Он медленно поднёс кружку к губам. Холодный металл резанул кожу, пропитался запахом железа, и вдруг — тем самым, забытым, запахом детства: железная вода из-под крана, липкие ладони, ржавые качели на заднем дворе интерната.
— А теперь я делю тело, — тихо выдохнул он в пустоту. — Не сахар, не хлеб, а самого себя.
Слова расползлись по стенам, глухо, будто чужие шаги эхом прокатились по пустому, забытому коридору.
Димитрий поднял глаза к окну. Тёмные, как битум, шторы дрожали в сквозняке; за ними, где-то далеко, играли светом городские огни, блеклые и отстранённые. Москва билась своей суетливой, неведомой жизнью, не зная ни его имени, ни его страха, ни горечи, пронзившей этот маленький угол.
«Если бы ты видел меня сейчас, брат… ты бы не узнал. Или узнал бы первым из всех?».
Он закрыл глаза — и мрак разлился по комнате. Из этой черноты вдруг проступило лицо: не детское, взрослое, но до боли знакомое. В той же линии подбородка, в тени под скулой, в родинке на шее — всё было прежним, только глаза чужие, холодные, уверенные, как у Владимира, в теле которого он теперь жил.
«Это невозможно…».
Но видение не отступало, не растворялось; оно стояло напротив, упрямо и спокойно, будто знало: время — не больше, чем распахнутая дверь, а память умеет входить без стука.
— Брат, — хрипло, почти неслышно, вырвалось у него. — Это ты?
Ответа не было — лишь густая, вязкая тишина.
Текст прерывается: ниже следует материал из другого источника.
PR #492, opened 2026-07-22
fix(memory): inter-process-safe atomic read-modify-write for memory/skill files

tedswinyar:
Surfaced during an external code review of the memory-injection plugins by @jhp612. Two concurrent-write races in the plugins that persist a memory block to `AGENTS.md` / `CLAUDE.md` / `.agent.md`. Both are reachable because the CAO CLI and `cao-server` are separate processes, and multiple `cao-server` worker terminals can fire the memory hook for the same working directory at once.

**Defect A — shared temp filename.** `_write_block` wrote to a fixed `target + ".tmp"` path, then `os.replace`d it. Two concurrent writers share that one temp file: one writer's `os.replace` can publish the other's half-written content, and the `finally` unlink can delete the other writer's live temp out from under it (`FileNotFoundError` on its own replace).

**Defect B — lost update.** Even with unique temp files, the operation is a read-modify-write (read existing → strip the old memory block → append the new one → replace). Two writers both read the same base, compute independently, and replace in turn. The second replace wins; the first writer's memory block is silently discarded while both calls report success.

**Fix.** New `utils/atomic_file.py` exposes `locked_atomic_rewrite(target, compute_new_content)`:
- Holds an exclusive inter-process `fcntl.flock` on a sidecar `.lock` file for the *entire* read-modify-write-replace cycle. The caller's transform runs as a callback under the lock, so the second writer always reads the first's published content (fixes B). An in-process asyncio/threading lock is insufficient here since the racing writers are separate processes; `fcntl.flock` matches the existing cross-process lock idiom in `memory_service.py` / `wiki_healer.py` / `memory_reconciliation.py`.
- Writes through a unique-per-call `tempfile.mkstemp` in the target's own directory (same filesystem → `os.replace` stays atomic), with `flush` + `os.fsync` before replace, and a `finally` unlink that only ever removes its own temp (fixes A).
- Polls for the lock with a bounded 10s deadline and raises `LockTimeoutError` rather than blocking indefinitely, so a crashed holder surfaces as a clear error instead of wedging memory writes.
- `fcntl` is guarded at import; non-Unix degrades to a logged best-effort no-op (the write still happens, without the inter-process guarantee) rather than failing at import.

Wired into `claude_code_memory`, `codex_memory`, and `skill_injection` (all read-modify-write, both defects). Also `kiro_cli_memory`: its whole-file overwrite has no lost-update risk, but its target is a fixed per-cwd path so two terminals sharing a cwd still hit defect A on the temp file — routed through the same helper (its compute callback ignores existing content).

**Tests.** Barrier-controlled two-writer test that forces genuine overlap (both writers made to read the same base before either replaces) and asserts both blocks survive — this fails on the old code. Plus: unique-temp regression for defect A, an 8-writer no-`FileNotFoundError` stress test, a subprocess-held-`flock` process-level lock test, a `LockTimeoutError`-not-indefinite-block test, a re-entrant-same-target self-deadlock guard test, and per-plugin concurrent-writer tests. `test/plugins/ test/utils/` → 527 passed.

**Note for reviewers.** The sidecar `.lock` files are permanent by design (never unlinked), matching the existing idiom — `fcntl.flock` keys on the inode, so unlink+recreate between calls would break the cross-process guarantee. The 10s lock timeout is a module constant (`DEFAULT_LOCK_TIMEOUT_SECONDS`); fine for sub-millisecond writes, worth revisiting only if these files ever live on a slow network filesystem.

### DIFF
--- a/src/cli_agent_orchestrator/constants.py
+++ b/src/cli_agent_orchestrator/constants.py
@@ -89,6 +89,16 @@ TERMINAL_LOG_DIR.mkdir(parents=True, exist_ok=True)
 FIFO_DIR = CAO_HOME_DIR / "fifos"  # Named pipes for tmux pipe-pane streaming
 FIFO_DIR.mkdir(parents=True, exist_ok=True)
 
+# Sidecar lock directory for utils/atomic_file.locked_atomic_rewrite. The
+# targets it serializes (AGENTS.md / .claude/CLAUDE.md / dev.agent.md) live in
+# the USER's working tree, so a lock file placed beside each target would leave
+# permanent untracked ``*.lock`` files polluting the user's repo. Keeping the
+# lock files here — under CAO's own home dir, keyed by a hash of the target's
+# resolved absolute path — means every process (CLI and cao-server) that locks
+# the same target agrees on the same lock file while the user's tree gains ZERO
+# new files. Created lazily (0o700) on first use by the lock helper.
+LOCK_DIR = CAO_HOME_DIR / "locks"
+
 # =============================================================================
 # Event-Driven State Detection Configuration
 # =============================================================================
--- a/src/cli_agent_orchestrator/plugins/builtin/claude_code_memory.py
+++ b/src/cli_agent_orchestrator/plugins/builtin/claude_code_memory.py
@@ -11,8 +11,8 @@ rather than crashing ``cao-server``.
 
 from __future__ import annotations
 
+import asyncio
 import logging
-import os
 from pathlib import Path
 
 from cli_agent_orchestrator.clients.database import get_terminal_metadata
@@ -20,6 +20,7 @@ from cli_agent_orchestrator.clients.tmux import tmux_client
 from cli_agent_orchestrator.plugins import PostCreateTerminalEvent, hook
 from cli_agent_orchestrator.plugins.base import CaoPlugin
 from cli_agent_orchestrator.services.memory_service import MemoryService
+from cli_agent_orchestrator.utils.atomic_file import locked_atomic_rewrite
 
 logger = logging.getLogger(__name__)
 
@@ -93,7 +94,10 @@ class ClaudeCodeMemoryPlugin(CaoPlugin):
             return
 
         try:
-            self._write_block(target, context_block)
+            # locked_atomic_rewrite polls with time.sleep up to the lock
+            # timeout; run it off the event loop so a contended lock cannot
+            # stall cao-server for other terminals.
+            await asyncio.to_thread(self._write_block, target, context_block)
         except Exception as exc:
             logger.warning(
                 "claude_code_memory: write failed for %s: %s",
@@ -146,24 +150,21 @@ class ClaudeCodeMemoryPlugin(CaoPlugin):
         return target
 
     def _write_block(self, target: Path, context_block: str) -> None:
-        """Write or replace the delimited memory section in CLAUDE.md."""
+        """Write or replace the delimited memory section in CLAUDE.md.
 
-        target.parent.mkdir(parents=True, exist_ok=True)
+        Concurrent writers (multiple terminals, or the CLI and cao-server
+        touching the same working directory) must never lose each other's
+        memory block. ``locked_atomic_rewrite`` holds an inter-process lock
+        for the whole read-strip-append-replace cycle so
+        ``compute_new_content`` always sees the latest published content.
+        """
 
-        existing = target.read_text(encoding="utf-8") if target.exists() else ""
-        stripped = self._strip_existing_block(existing)
+        def compute_new_content(existing: str) -> str:
+            stripped = self._strip_existing_block(existing)
+            separator = "" if not stripped or stripped.endswith("\n") else "\n"
+            return f"{stripped}{separator}{BEGIN_MARKER}\n{context_block}\n{END_MARKER}\n"
 
-        separator = "" if not stripped or stripped.endswith("\n") else "\n"
-        new_content = f"{stripped}{separator}{BEGIN_MARKER}\n{context_block}\n{END_MARKER}\n"
-        # Atomic temp-file + replace: an interrupted write must never leave a
-        # truncated CLAUDE.md behind (same idiom as utils/skill_injection.py).
-        temp_path = target.with_suffix(target.suffix + ".tmp")
-        try:
-            temp_path.write_text(new_content, encoding="utf-8")
-            os.replace(temp_path, target)
-        finally:
-            if temp_path.exists():
-                temp_path.unlink()
+        locked_atomic_rewrite(target, compute_new_content)
 
     @staticmethod
     def _strip_existing_block(content: str) -> str:
--- a/src/cli_agent_orchestrator/plugins/builtin/codex_memory.py
+++ b/src/cli_agent_orchestrator/plugins/builtin/codex_memory.py
@@ -18,8 +18,8 @@ rather than crashing ``cao-server``.
 
 from __future__ import annotations
 
+import asyncio
 import logging
-import os
 from pathlib import Path
 
 from cli_agent_orchestrator.clients.database import get_terminal_metadata
@@ -27,6 +27,7 @@ from cli_agent_orchestrator.clients.tmux import tmux_client
 from cli_agent_orchestrator.plugins import PostCreateTerminalEvent, hook
 from cli_agent_orchestrator.plugins.base import CaoPlugin
 from cli_agent_orchestrator.services.memory_service import MemoryService
+from cli_agent_orchestrator.utils.atomic_file import locked_atomic_rewrite
 
 logger = logging.getLogger(__name__)
 
@@ -99,7 +100,10 @@ class CodexMemoryPlugin(CaoPlugin):
             return
 
         try:
-            self._write_block(target, context_block)
+            # locked_atomic_rewrite polls with time.sleep up to the lock
+            # timeout; run it off the event loop so a contended lock cannot
+            # stall cao-server for other terminals.
+            await asyncio.to_thread(self._write_block, target, context_block)
         except Exception as exc:
             logger.warning(
                 "codex_memory: write failed for %s: %s",
@@ -153,25 +157,22 @@ class CodexMemoryPlugin(CaoPlugin):
         return target
 
     def _write_block(self, target: Path, context_block: str) -> None:
-        """Write or replace the delimited memory section in AGENTS.md."""
+        """Write or replace the delimited memory section in AGENTS.md.
 
-        target.parent.mkdir(parents=True, exist_ok=True)
+        AGENTS.md is user-authored, so an interrupted write must never
+        truncate it, and concurrent writers (multiple terminals, or the CLI
+        and cao-server touching the same working directory) must never lose
+        each other's memory block. ``locked_atomic_rewrite`` holds an
+        inter-process lock for the whole read-strip-append-replace cycle so
+        ``compute_new_content`` always sees the latest published content.
+        """
 
-        existing = target.read_text(encoding="utf-8") if target.exists() else ""
-        stripped = self._strip_existing_block(existing)
+        def compute_new_content(existing: str) -> str:
+            stripped = self._strip_existing_block(existing)
+            separator = "" if not stripped or stripped.endswith("\n") else "\n"
+            return f"{stripped}{separator}{BEGIN_MARKER}\n{context_block}\n{END_MARKER}\n"
 
-        separator = "" if not stripped or stripped.endswith("\n") else "\n"
-        new_content = f"{stripped}{separator}{BEGIN_MARKER}\n{context_block}\n{END_MARKER}\n"
-        # Atomic temp-file + replace: AGENTS.md is user-authored, so an
-        # interrupted write must never truncate it (same idiom as
-        # utils/skill_injection.py).
-        temp_path = target.with_suffix(target.suffix + ".tmp")
-        try:
-            temp_path.write_text(new_content, encoding="utf-8")
-            os.replace(temp_path, target)
-        finally:
-            if temp_path.exists():
-                temp_path.unlink()
+        locked_atomic_rewrite(target, compute_new_content)
 
     @staticmethod
     def _strip_existing_block(content: str) -> str:
--- a/src/cli_agent_orchestrator/plugins/builtin/kiro_cli_memory.py
+++ b/src/cli_agent_orchestrator/plugins/builtin/kiro_cli_memory.py
@@ -6,14 +6,26 @@ loads every ``*.md`` file under ``.kiro/steering/``, so this file is picked
 up automatically. The plugin owns this file end-to-end and overwrites it
 whole on each run (no in-file markers).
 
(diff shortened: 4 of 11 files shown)


fanhongy:
thank you @tedswinyar for the pr. It's a legit fix.  
The original race is real: concurrent CLI/server writes can cause FileNotFoundError, overwrite another writer, or publish incomplete content (which not yet happen to me), I can recall when I working on it I sort of deferred it and trying to figure out some specific approach to log memory safer and I forget to get back to that.

The fix is good, however, I just spotted one thing: src/cli_agent_orchestrator/utils/atomic_file.py:99-100, and 155-164, you have: 

```
    lock_path.parent.mkdir(parents=True, exist_ok=True)
    lock_fd = os.open(str(lock_path), os.O_WRONLY | os.O_CREAT, 0o600)
    deadline = time.monotonic() + timeout
```
and 
```
   target.parent.mkdir(parents=True, exist_ok=True)
   lock_path = target.with_name(target.name + ".lock")
```

which permentaly leave that `.lock` file to directory, expecially when you think about `AGENTS.md.lock` in the repository root and`.claude/CLAUDE.md.lock`, which will pollute user's directory. 

I had a quick test and it gives me: 
 ```text
    +.claude/CLAUDE.md
    +.claude/CLAUDE.md.lock
    +AGENTS.md
    +AGENTS.md.lock
    +dev.agent.md
    +dev.agent.md.lock
```

Those became persistent untracked-file, and would be good to have this fixed.

fanhongy (changes requested):
Just like above comments ^

gutosantos82 (changes requested):
# PR Review: #492 — fix(memory): inter-process-safe atomic read-modify-write for memory/skill files

## Summary
This PR fixes two genuine concurrency defects (shared temp-file collision and lost update) in the memory-injection plugins and `skill_injection.py` by introducing `utils/atomic_file.py::locked_atomic_rewrite`, which holds an inter-process `fcntl.flock` on a sidecar `.lock` file across the whole read-modify-write-replace cycle and writes through a unique per-call `mkstemp` temp file. The analysis is correct, the helper is well designed, and the test suite is unusually strong (barrier-forced overlap, subprocess-held flock, re-entrancy guard). However, the switch from `write_text` to `tempfile.mkstemp` silently changes the permissions of user-authored files (`AGENTS.md`, `CLAUDE.md`, `.agent.md`) to 0600 on every rewrite, and the permanent sidecar `.lock` files now land visibly in user project roots — both are small, fixable regressions that should be addressed before merge.

## Important (should fix)
- **[correctness] src/cli_agent_orchestrator/utils/atomic_file.py:169-186** — `tempfile.mkstemp` creates the temp file with mode 0600, and `os.replace` transfers that mode to the target. Every memory-hook rewrite therefore silently chmods a user-authored `AGENTS.md` / `CLAUDE.md` / `.agent.md` from its existing mode (typically 0644) to 0600. Empirically verified against this PR's head: a 0644 `AGENTS.md` becomes 0600 after one `locked_atomic_rewrite` call. The old `write_text` idiom respected the umask, so this is a regression introduced by this PR. It breaks group-shared checkouts and any tooling reading these files as a different uid. Fix is one line: stat the existing target (or fall back to `0o666 & ~umask`) and `os.fchmod` the temp fd before the replace.
- **[consistency] src/cli_agent_orchestrator/utils/atomic_file.py:158** — the sidecar lock is `target.name + ".lock"`, permanent by design. For `codex_memory` the target is `<cwd>/AGENTS.md`, so every project that uses memory injection permanently gains a visible `AGENTS.md.lock` at its repo root (plus `.claude/CLAUDE.md.lock` and `.kiro/steering/cao-memory.md.lock`). The "never unlink" idiom is correctly borrowed from `memory_service.py` / `wiki_healer.py`, but those locks live inside CAO's own data directories — here they land in *user repositories* and will get committed by users who don't know what they are. Consider a dot-prefixed name (`.AGENTS.md.lock`, matching the dot-prefixed temp files this same function creates) or, better, keying locks under a CAO-owned directory (e.g. `~/.cao/locks/<hash-of-target>.lock`), which keeps the inode-stability guarantee without polluting user repos.
- **[correctness] src/cli_agent_orchestrator/utils/atomic_file.py:114-121 + plugins/builtin/*_memory.py** — `locked_atomic_rewrite` acquires the lock by polling with `time.sleep(0.05)` for up to 10 s, and it is called synchronously from the `async def on_post_create_terminal` hooks, so a contended or stuck lock stalls the entire cao-server event loop for up to `lock_timeout` per queued writer. Likelihood is low (lock hold time is sub-millisecond, and a *crashed* holder releases the flock automatically when its fd closes — only a live-but-hung holder can pin it), and the old code already did blocking I/O in these hooks, but the old code could never wait 10 s. Cheap mitigation: wrap the `_write_block` call in `asyncio.to_thread(...)` at the three async hook sites.

## Nits (optional)
- **[consistency] src/cli_agent_orchestrator/utils/atomic_file.py:193-216** — `try_locked_atomic_rewrite` has no production callers; the memory plugins its docstring names as its consumers ("the memory plugins") actually call `locked_atomic_rewrite` directly inside their own try/except blocks. Either wire the plugins through it or drop it — as-is it is dead code with a misleading docstring.
- **[conventions] src/cli_agent_orchestrator/utils/skill_injection.py:126** — `refresh_all_cao_managed_agents` does not catch `LockTimeoutError` from `refresh_agent_md_prompt`, so one contended file aborts the whole refresh loop and remaining agents are skipped. The pre-PR code had the same shape for `OSError`, so this is not new exposure, but the loop already log-and-continues on profile-load failure — extending that to the write would be more consistent.

## Tests
Strong. The new `test/utils/test_atomic_file.py` (432 lines) covers both defect shapes directly against the helper: a barrier-forced two-writer lost-update test (the case that fails on the old code), a read-gated variant that proves genuine overlap rather than accidental serialization, an 8-writer no-`FileNotFoundError` stress test for defect A, a unique-temp-name regression guard, a real subprocess-held `flock` test for the cross-process guarantee, timeout-not-hang tests, and a re-entrant same-target self-deadlock guard. Each plugin also gains a concurrent-writer test, and `test_skill_injection.py` was updated to assert behavior (no `.tmp` leftovers) instead of implementation (`os.replace` call args) — a good direction. Gap: no test pins target file permissions after a rewrite, which is exactly where the regression above hides; a mode-preservation assertion would have caught it.

## Verification
Dynamic verification was run directly against the PR head in an isolated worktree:
- ✓ VERIFIED — `pytest test/utils/test_atomic_file.py test/plugins/builtin/test_{claude_code,codex,kiro_cli}_memory.py test/utils/test_skill_injection.py`: **85 passed** in 7 s.
- ✓ VERIFIED — temp files are unique per call and no `.tmp` files survive a rewrite.
- ✓ VERIFIED — the flock idiom claim: `services/memory_service.py` does use the same sidecar-`.lock` + `fcntl.flock` pattern the docstring cites.
- ✗ REFUTED (implicit contract, not an explicit PR claim) — atomic replace preserves the target's file mode: a 0644 `AGENTS.md` is 0600 after one `locked_atomic_rewrite` call (probe: `os.chmod(t, 0o644); locked_atomic_rewrite(t, ...); stat.S_IMODE(...)` → `0o600`), and a visible `AGENTS.md.lock` remains beside it.
- ⁇ NOT VERIFIED — full-suite "527 passed" claim (only the change-selected targets were run; the full suite carries known environment-specific failures on this host).

## Verdict
Request changes — the locking design and tests are genuinely good, but the mkstemp mode regression on user-authored files and the visible permanent `.lock` files in user project roots are user-facing regressions introduced by this PR; both have small, contained fixes (fchmod the temp to the target's prior mode; relocate or dot-prefix the lock file).

tedswinyar:
This is addressed in 3df615a (pushed after the review above, CI green).

- **Lock files in user repos:** locks no longer live next to the target. `_lock_path_for` now keys them under a CAO-owned `LOCK_DIR` by a hash of the target's resolved absolute path, so nothing lands in the user's repo root while keeping the same-target/same-lock guarantee across the CLI and cao-server.
- **File mode downgrade:** the temp file is now `os.fchmod`'d to the target's existing mode before the replace (falling back to the umask default when the target is new), so a 0644 AGENTS.md stays 0644 instead of dropping to 0600.
- **Event-loop stall:** the three async memory hooks now call the write through `asyncio.to_thread`, so a contended lock cannot block the server loop.
- Removed the unused `try_locked_atomic_rewrite` helper.

Added a mode-preservation test so the permission behavior is pinned. Ready for another look, and thanks for the careful review.

fanhongy (approved):
yep. LGTM

tedswinyar:
@gutosantos82 — gentle nudge on this one: your review is still pinned to `8c45114`, which is 5 commits behind the current head `3df615a`. All three "Important" findings were fixed there and detailed in the comment above — locks relocated under a CAO-owned directory keyed by a hash of the resolved target path (so nothing lands in user repos), `os.fchmod` to the target's prior mode before the replace (a 0644 `AGENTS.md` stays 0644), and the three async hook sites now write via `asyncio.to_thread`. The dead `try_locked_atomic_rewrite` helper is gone, and there's a new mode-preservation test pinning the permission behavior you caught.

One thing I did **not** do: the `LockTimeoutError` nit in `refresh_all_cao_managed_agents` — the refresh loop still aborts on a contended file rather than log-and-continue like it does for profile-load failures. You flagged it as optional and pre-existing in shape, so I left it out to keep the diff tight, but I'm happy to add it here if you'd prefer it in this PR.

@fanhongy has approved the current head. Whenever you have a moment to re-review, that'd unblock this. Thanks again for the mode regression catch — that one was a real user-facing bug.

gutosantos82 (approved):
# PR Review: #492 — fix(memory): inter-process-safe atomic read-modify-write for memory/skill files (re-review at 3df615a)

## Summary
Re-review of the head pushed after our request-changes review at 8c45114. The underlying fix is unchanged and correct: `utils/atomic_file.py::locked_atomic_rewrite` holds an inter-process `fcntl.flock` across the whole read-modify-write-replace cycle (fixing the lost-update race) and writes through a unique per-call `mkstemp` temp file (fixing the shared-temp-filename race), wired into the three memory plugins and `skill_injection.py`. All three Important findings from the prior review are addressed at this head, each with the exact fix suggested, and each was re-verified empirically (see Verification). The dead `try_locked_atomic_rewrite` helper was also removed. What remains is nit-level.

## Prior findings — resolution status
- **[FIXED — verified] 0600 mode downgrade on user-authored files** — `_target_mode` now stats the existing target (falling back to `0o666 & ~umask` for new files) and the temp fd is `os.fchmod`'d before `os.replace`. Probe at this head: a 0644 `AGENTS.md` stays 0644 after rewrite; a new file under umask 022 lands at 0644, not 0600. A mode-preservation test now pins both behaviors (`test_preserves_existing_target_mode`, `test_new_file_uses_umask_default_not_hardcoded_0600`).
- **[FIXED — verified] permanent `.lock` files in user repo roots** — locks now live under a CAO-owned `LOCK_DIR` (`~/.aws/cli-agent-orchestrator/locks`, 0700, new constant in `constants.py`), keyed by a 16-hex-char SHA-256 of the target's resolved absolute path. Probe: after a rewrite the target directory contains only the target; the lock exists under `LOCK_DIR` at 0600. `resolve(strict=False)` keeps the key stable for not-yet-existing targets, and the inode-stability guarantee (never unlink) is preserved. `test_no_lock_file_pollutes_target_directory` pins it.
- **[FIXED] event-loop stall on contended locks** — all three async memory hooks now call the write via `asyncio.to_thread(...)`, so the up-to-10s polling acquire can no longer block the cao-server event loop. `skill_injection.py` callers remain synchronous, but those are CLI-only code paths (`install_service`, `cli/commands/skills.py`) with no event loop — correctly left alone.
- **[FIXED] dead code** — `try_locked_atomic_rewrite` removed; no references remain in src or test.
- **[NOT ADDRESSED — was optional] `refresh_all_cao_managed_agents` still does not catch `LockTimeoutError`**, so one contended file aborts the remaining refresh loop. Same shape as the pre-PR `OSError` exposure; still a consistency nit, not a blocker.

## Nits (optional, new)
- **[correctness, very narrow] src/cli_agent_orchestrator/utils/atomic_file.py:170-178 (`_umask_default_mode`)** — reading the umask via `os.umask(0)` + restore briefly sets the process-wide umask to 0. With the new `asyncio.to_thread` wiring, two hooks for *different* targets (different locks, so not serialized) can overlap: a second thread reading during the window computes `0o666 & ~0 = 0o666` and can publish a world-writable new file; any unrelated thread creating files in the window also gets umask 0. Only the new-target path is affected and the window is microseconds, but a module-level cached read at import (before threads exist), or `os.open` with explicit 0o644, would eliminate it.
- **[test hygiene] test/utils/test_atomic_file.py + plugin tests** — the tests exercise the real `LOCK_DIR` under the user's actual CAO home rather than isolating it (e.g. monkeypatching `LOCK_DIR` to `tmp_path`). Confirmed empirically: the suite fails with `PermissionError` when `~/.aws` is read-only, and pollutes the real `~/.aws/cli-agent-orchestrator/locks/` when it isn't. Fine in CI (writable HOME), but non-hermetic; a conftest fixture would fix it.

## Tests
Still the strength of this PR, and improved since last review: `test/utils/test_atomic_file.py` grew to 522 lines (barrier-forced lost-update, read-gated genuine-overlap variant, 8-writer FileNotFoundError stress, unique-temp regression, subprocess-held-flock cross-process test, timeout-not-hang, re-entrant self-deadlock guard) and now adds exactly the tests the prior review flagged as missing: mode preservation for existing and new targets, and no-lock-pollution of the target directory. Per-plugin concurrent-writer tests retained.

## Verification
Run directly against this head (3df615a) in an isolated worktree with an isolated HOME:
- ✓ VERIFIED — `pytest test/utils/test_atomic_file.py test/utils/test_skill_injection.py test/plugins/builtin/test_{claude_code,codex,kiro_cli}_memory.py`: **88 passed** in 5 s.
- ✓ VERIFIED — mode preservation probe: 0644 `AGENTS.md` remains 0644 after `locked_atomic_rewrite`; new file under umask 022 is 0644 (the prior head's refuted behavior is fixed).
- ✓ VERIFIED — lock relocation probe: target directory gains zero files; lock lands under `LOCK_DIR` (0700 dir, 0600 file).
- ✓ VERIFIED — `asyncio.to_thread` wiring present in all three memory plugins; `try_locked_atomic_rewrite` gone from src and test.
- ✓ VERIFIED — CI fully green at this head (Unit Tests 3.10/3.11/3.12, Code Quality, Security Scan, Trivy, gitleaks all pass).
- ⁇ NOT VERIFIED — author's full-suite "527 passed" claim (only change-selected tests were run locally); codecov reports 97.65% patch coverage with 2 uncovered lines (the non-Unix `pragma: no cover` fallback paths, as expected).

## Verdict
Approve with nits — every blocking finding from the request-changes review is fixed at this head with empirical confirmation, the new tests pin the previously-regressed behaviors, and the remaining items (umask read race on the new-file path, non-hermetic LOCK_DIR in tests, LockTimeoutError in the refresh loop) are genuinely optional follow-ups that do not affect the correctness of the shipped fix.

Но в этой тишине что-то скользнуло по коже, словно слабый морозец — и тут же исчезло, оставив лёгкий след.
«А если он и есть — тот, чьё тело я занял?».
Мелькнуло воспоминание: в документах Владимира — ни строчки о настоящей семье. Только лаконично: приёмный ребёнок. Ни фамилии, ни старых адресов, ни затёртых свидетельств. Пустота, белое пятно, выжженное место.
Сердце сжалось, застучало гулко, так что заложило уши.
«Если это он… если мой брат стал этим человеком… если круг замкнулся…».
Он рывком поднялся с кровати, обеими руками прижал кружку к груди, как святыню. Люстра метнула отблеск, и по металлу побежали блики — холодные, иссиня-белые.
— Всё повторяется, — сказал он, не зная, говорит ли или думает. — Мы делили сахар, теперь делим тело. Мы менялись местами ещё тогда, в ту ночь, когда ты не проснулся.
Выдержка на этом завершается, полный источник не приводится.